2. Develop a clear set of requirements based on needs of the organization. Determine project goals. For some organizations, the ability to tie vocabulary to search will be imperative, while other organizations need to find ways to come to common agreements about standard terminology across diverse entities. Is the taxonomy to being used to manage metadata or is it being used to search and index full-text? Is the application managing non-digital assets like people, services, and projects? How immediate are the information needs? Does a vast amount of content need to be indexed quickly which might lead to an auto-categorization solution? What statistics will demonstrate the value of the taxonomy? Are similar terms used in different context? Take, for example, a company name — a company can be simultaneously a product supplier, competitor, customer, and strategic partner. Is there a need to represent multiple views of the same term?
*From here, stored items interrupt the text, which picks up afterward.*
PR #811, opened 2021-07-02
Add note about backplane cluster

mooreds:


site/docs/v1/tech/installation-guide/_shared-state.adoc
```diff
@@ -3,5 +3,9 @@ FusionAuth stores almost all state in its database. For clustered environments,
 * Cache invalidations.
 * When an admin navigates to [breadcrumb]#System -> Log# and the logs are viewed or downloaded, each node may recieve a log retrieval request.
 
+FusionAuth occasionally needs to communicate with other nodes in a cluster. Each node is identified by the `fusionauth-app.url` value, which is either automatically assigned or manually configured. 
+
+This node-to-node communication can take place over TLS or, if you are running FusionAuth on a private backplane, HTTP. If using TLS, the certificates must be valid or the communication will fail and you may see undesireable behavior such as slow start up times. If using self-signed certificates, add them to the Java trust store to avoid this.
```
robotdan, line 8: I wouldn't use "valid" as the description here. 

For the use case in question, the certificate was valid, but it is (likely) self signed, so Java has no way to verify the certificate by way of a certificate authority (CA). 

So you'll want to use a certificated signed by a CA, or if using a self-signed, you'll need to tell Java that it is trustworthy. To do this, you'll want to add it to the Java trust store.

robotdan (commented):
LGTM

Issue #16, opened 2019-07-29
Refresh a JWT: POST /api/jwt/refresh - 404 Response


nikos:
According to the documentation https://fusionauth.io/docs/v1/tech/apis/jwt#refresh-a-jwt it should be possible to refresh a (valid) refresh token with the help of:

```
curl --request POST \
  --url http://localhost:9011/api/jwt/refresh \
  --header 'authorization: -mz.....oc_x0pBniIn-eaXJsF-w....U' \
  --header 'content-type: application/json' \
  --data '{
	"refresehToken": "Zg.....OC-Jf9......................vIQ"
}'
```

... but a HTTP Status 404 (not found) is returned.

NOTE: I tried with and without Authorization Header (ApplicationID should not be required if I interpret the documentation properly).

robotdan:
When using the JWT in the Authorization header you need to specify the schema. 

https://fusionauth.io/docs/v1/tech/apis/authentication#no-authentication-required

For example: `Authorization: JWT <encoded JWT>`

Try this:

```
curl --request POST \
  --url http://localhost:9011/api/jwt/refresh \
  --header 'authorization: JWT -mz.....oc_x0pBniIn-eaXJsF-w....U' \
  --header 'content-type: application/json' \
  --data '{
	"refresehToken": "Zg.....OC-Jf9......................vIQ"
}'
```

robotdan:
Also, no big deal, but this issue would be better opened here https://github.com/FusionAuth/fusionauth-issues/issues

nikos:
Thanks Daniel, unfortunately fixing the authorization header didn't solve the 404 issue, when POSTing to `/api/jwt/refresh`, could it be that using HTTP GET would be the solution?

robotdan:
Not sure if your example was a typo, or if that is what you're sending in, but I noticed your JSON request body is incorrect, you had `refresehToken ` instead `refreshToken` , that would cause a `404`. 

Also, you do not need the `Authorization` for this API, I should have caught that earlier, I didn't notice. That doesn't seem to be causing you any issues, if it was you'd be getting a `401`. 

```
curl --request POST \
  --url http://localhost:9011/api/jwt/refresh \
  --header 'authorization: JWT -mz.....oc_x0pBniIn-eaXJsF-w....U' \
  --header 'content-type: application/json' \
  --data '{
	"refreshToken": "Zg.....OC-Jf9......................vIQ"
}'
```

nikos:
[...]

PR #816, opened 2021-07-06
Fix for blocked anchors on /license-faq/

brettwp:
Very simple fix to add `position: relative;` to all the `<a>` anchors on the page.  This unblocks them from the `<h3>`s that are sitting on top of them currently.

See also the related PR [#16](https://github.com/FusionAuth/fusionauth-style/pull/16)


voidmain:
This looks like it also has some doc fixes. Not sure on those but otherwise it looks fine. Do you want to put that new class on every outer DIV? That way if someone copies and pastes, they will pick up the new style and won't need to add it manually?

brettwp:
What a silly mistake.  I think I branched this feature from another feature branch, so there were some extraneous changes.  I've reverted those.  When you say "every outer DIV", I'm not sure I know what you mean?  The DIV it's on now is the main `row` that contains column DIVs for each answer block.  Any new answers will be new children and will automatically get the new style applied.

robotdan:
Pending merge and release of https://github.com/FusionAuth/fusionauth-style/pull/16 - it looks like all this one does is add a class to the `div` for the license faq? If so, LGTM, once the above mentioned PR is merged, let's get this one merged as well.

3. Create a deeper understanding of user needs by building a model of the domain. Without categorization, taxonomy can become a long, unwieldy list of terms that lack meaning and context. By placing a term in a category can add meaning. Use the techniques of ontological type analysis to abstract categories and create information models that link concepts (in semantic modeling, this would be creating RDF schema).  Visio or Topic Mapping can help capture these connections visually.

4. Obtain a strong set of detailed test terms by collecting terms from a variety of activities including card sorts, search analytics, content analysis, deeper text analytics, and entity extraction that represent both user need and content. Users can be involved in this process. Automated tools can help here if your content is accessible. Entity Extraction and Automated Concept Generation can help, but someone will still need to sift and winnow the output – that’s why it’s so important to have a prior understanding of what users want and need to know.

5. Define the core areas of knowledge that need more depth in the taxonomy. As part of the evaluation process, you would need to define how deep and broad the taxonomy needs to be. If you have done a facet analysis, some of those questions will be answered. As a rule of thumb, core areas of knowledge need to have depth and structure.

6. Prepare for change. In fact, having a taxonomy that quickly recognizes new concepts might be a competitive advantage.  Test your taxonomy, and be prepared for change.  It means that taxonomy is open to new ideas from the people who are on the front lines of the market – customers, sales and marketing, customer service staff, librarians, the customer service department. It means new terminology can bubble from the bottom up! A taxonomy tool needs to allow for dynamic and flexible editing of terms to grow with changing enterprises and information needs in a global economy.